## SUPPLIED MATERIAL
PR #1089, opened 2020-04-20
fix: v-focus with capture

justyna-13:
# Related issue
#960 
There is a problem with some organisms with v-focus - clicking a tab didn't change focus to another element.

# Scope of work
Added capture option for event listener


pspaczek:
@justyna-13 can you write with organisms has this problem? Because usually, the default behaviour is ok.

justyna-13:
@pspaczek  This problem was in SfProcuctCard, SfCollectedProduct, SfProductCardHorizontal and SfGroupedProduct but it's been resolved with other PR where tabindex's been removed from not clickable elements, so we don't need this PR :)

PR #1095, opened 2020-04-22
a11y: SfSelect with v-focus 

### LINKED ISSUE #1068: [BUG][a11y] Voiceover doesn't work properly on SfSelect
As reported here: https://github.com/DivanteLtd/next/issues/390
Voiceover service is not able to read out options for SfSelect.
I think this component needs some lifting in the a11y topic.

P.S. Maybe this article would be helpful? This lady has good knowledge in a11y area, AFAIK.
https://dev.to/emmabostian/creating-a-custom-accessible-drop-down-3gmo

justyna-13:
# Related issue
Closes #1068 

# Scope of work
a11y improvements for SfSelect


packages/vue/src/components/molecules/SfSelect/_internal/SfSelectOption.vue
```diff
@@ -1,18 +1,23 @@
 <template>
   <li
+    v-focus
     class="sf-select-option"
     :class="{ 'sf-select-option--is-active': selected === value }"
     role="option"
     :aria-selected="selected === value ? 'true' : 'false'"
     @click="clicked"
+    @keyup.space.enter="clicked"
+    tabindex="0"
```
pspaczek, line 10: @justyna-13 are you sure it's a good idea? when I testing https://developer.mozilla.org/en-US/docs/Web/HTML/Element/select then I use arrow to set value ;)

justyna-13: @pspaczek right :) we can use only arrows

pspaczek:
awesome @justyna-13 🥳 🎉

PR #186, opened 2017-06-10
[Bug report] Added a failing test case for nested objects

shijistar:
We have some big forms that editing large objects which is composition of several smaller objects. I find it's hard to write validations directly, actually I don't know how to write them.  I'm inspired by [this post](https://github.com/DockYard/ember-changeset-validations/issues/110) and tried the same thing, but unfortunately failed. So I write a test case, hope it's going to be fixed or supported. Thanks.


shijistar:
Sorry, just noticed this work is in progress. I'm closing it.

* * *

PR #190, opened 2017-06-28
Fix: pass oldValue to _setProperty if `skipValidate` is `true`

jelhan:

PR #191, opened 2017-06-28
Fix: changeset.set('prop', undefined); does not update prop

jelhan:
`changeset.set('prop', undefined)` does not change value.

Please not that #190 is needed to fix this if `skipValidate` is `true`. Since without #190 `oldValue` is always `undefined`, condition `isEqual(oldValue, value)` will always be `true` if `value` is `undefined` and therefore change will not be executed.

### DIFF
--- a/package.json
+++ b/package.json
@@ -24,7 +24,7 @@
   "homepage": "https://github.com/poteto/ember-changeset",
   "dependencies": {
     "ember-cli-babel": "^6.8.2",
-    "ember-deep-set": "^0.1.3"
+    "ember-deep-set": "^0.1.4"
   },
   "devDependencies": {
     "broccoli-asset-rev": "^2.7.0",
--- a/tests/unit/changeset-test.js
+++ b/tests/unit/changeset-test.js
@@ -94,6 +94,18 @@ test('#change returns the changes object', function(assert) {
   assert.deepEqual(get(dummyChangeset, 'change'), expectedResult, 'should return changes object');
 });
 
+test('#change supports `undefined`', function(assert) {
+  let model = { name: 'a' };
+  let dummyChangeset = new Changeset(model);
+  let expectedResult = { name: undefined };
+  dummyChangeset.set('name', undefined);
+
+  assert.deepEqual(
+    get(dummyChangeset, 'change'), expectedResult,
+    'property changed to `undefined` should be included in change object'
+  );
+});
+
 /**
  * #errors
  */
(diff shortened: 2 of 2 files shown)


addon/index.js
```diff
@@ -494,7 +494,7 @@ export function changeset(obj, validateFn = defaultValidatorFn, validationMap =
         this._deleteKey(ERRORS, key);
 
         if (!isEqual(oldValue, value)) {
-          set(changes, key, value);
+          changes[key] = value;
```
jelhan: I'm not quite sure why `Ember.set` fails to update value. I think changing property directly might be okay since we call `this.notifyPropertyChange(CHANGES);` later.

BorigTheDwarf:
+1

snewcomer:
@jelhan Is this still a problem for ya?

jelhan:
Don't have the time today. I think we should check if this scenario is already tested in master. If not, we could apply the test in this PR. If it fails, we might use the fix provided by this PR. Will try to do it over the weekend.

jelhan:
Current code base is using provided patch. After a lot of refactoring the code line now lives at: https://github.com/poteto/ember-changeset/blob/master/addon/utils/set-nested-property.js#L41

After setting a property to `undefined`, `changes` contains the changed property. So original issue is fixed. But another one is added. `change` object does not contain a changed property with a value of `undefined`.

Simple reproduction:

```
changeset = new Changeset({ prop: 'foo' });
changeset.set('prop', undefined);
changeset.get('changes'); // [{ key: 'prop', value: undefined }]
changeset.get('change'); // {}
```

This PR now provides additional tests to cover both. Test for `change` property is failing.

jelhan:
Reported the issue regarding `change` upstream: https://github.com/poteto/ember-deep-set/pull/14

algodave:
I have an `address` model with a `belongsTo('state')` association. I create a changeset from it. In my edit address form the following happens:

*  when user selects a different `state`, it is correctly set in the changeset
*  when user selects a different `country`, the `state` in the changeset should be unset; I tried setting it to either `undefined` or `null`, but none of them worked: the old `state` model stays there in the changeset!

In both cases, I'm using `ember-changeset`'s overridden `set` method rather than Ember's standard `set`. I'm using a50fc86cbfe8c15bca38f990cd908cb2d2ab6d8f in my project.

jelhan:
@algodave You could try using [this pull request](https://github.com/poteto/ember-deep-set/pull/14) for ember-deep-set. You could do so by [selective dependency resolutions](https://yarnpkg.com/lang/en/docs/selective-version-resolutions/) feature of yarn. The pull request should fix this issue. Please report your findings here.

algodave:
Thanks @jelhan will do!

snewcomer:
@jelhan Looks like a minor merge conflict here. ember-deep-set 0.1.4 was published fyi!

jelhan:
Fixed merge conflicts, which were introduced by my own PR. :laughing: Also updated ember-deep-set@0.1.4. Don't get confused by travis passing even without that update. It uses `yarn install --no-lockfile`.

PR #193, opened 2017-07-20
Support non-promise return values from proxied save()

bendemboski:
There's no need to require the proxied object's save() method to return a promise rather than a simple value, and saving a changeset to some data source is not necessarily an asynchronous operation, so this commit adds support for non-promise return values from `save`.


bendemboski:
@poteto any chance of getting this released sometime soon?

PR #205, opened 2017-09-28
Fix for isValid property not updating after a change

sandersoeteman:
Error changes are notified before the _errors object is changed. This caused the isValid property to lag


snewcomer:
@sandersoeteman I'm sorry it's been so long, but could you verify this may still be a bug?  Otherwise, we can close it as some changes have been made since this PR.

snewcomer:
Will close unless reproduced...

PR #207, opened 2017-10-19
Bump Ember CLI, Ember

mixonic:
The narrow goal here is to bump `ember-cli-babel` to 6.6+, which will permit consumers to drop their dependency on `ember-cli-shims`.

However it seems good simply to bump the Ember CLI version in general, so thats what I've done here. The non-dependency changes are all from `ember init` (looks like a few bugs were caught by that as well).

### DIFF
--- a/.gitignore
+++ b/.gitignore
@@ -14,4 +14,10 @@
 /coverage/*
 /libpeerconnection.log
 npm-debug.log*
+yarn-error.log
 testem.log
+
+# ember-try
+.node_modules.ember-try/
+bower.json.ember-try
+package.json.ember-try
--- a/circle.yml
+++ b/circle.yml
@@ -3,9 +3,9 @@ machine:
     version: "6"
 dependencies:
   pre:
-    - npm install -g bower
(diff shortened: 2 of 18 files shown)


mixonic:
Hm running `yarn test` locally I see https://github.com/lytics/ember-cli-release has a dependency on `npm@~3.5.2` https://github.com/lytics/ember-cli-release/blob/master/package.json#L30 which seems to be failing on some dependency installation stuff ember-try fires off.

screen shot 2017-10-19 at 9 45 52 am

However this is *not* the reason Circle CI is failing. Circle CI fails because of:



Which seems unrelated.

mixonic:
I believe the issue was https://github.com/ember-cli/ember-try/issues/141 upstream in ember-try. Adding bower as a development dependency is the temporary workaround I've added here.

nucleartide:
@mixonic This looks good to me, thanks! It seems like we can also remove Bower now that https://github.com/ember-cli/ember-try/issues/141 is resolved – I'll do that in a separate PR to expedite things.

## AIM OF THE EXERCISE
Write out every line of the data that holds the word "shown".

## SOLUTION
(diff shortened: 2 of 2 files shown)
(diff shortened: 2 of 18 files shown)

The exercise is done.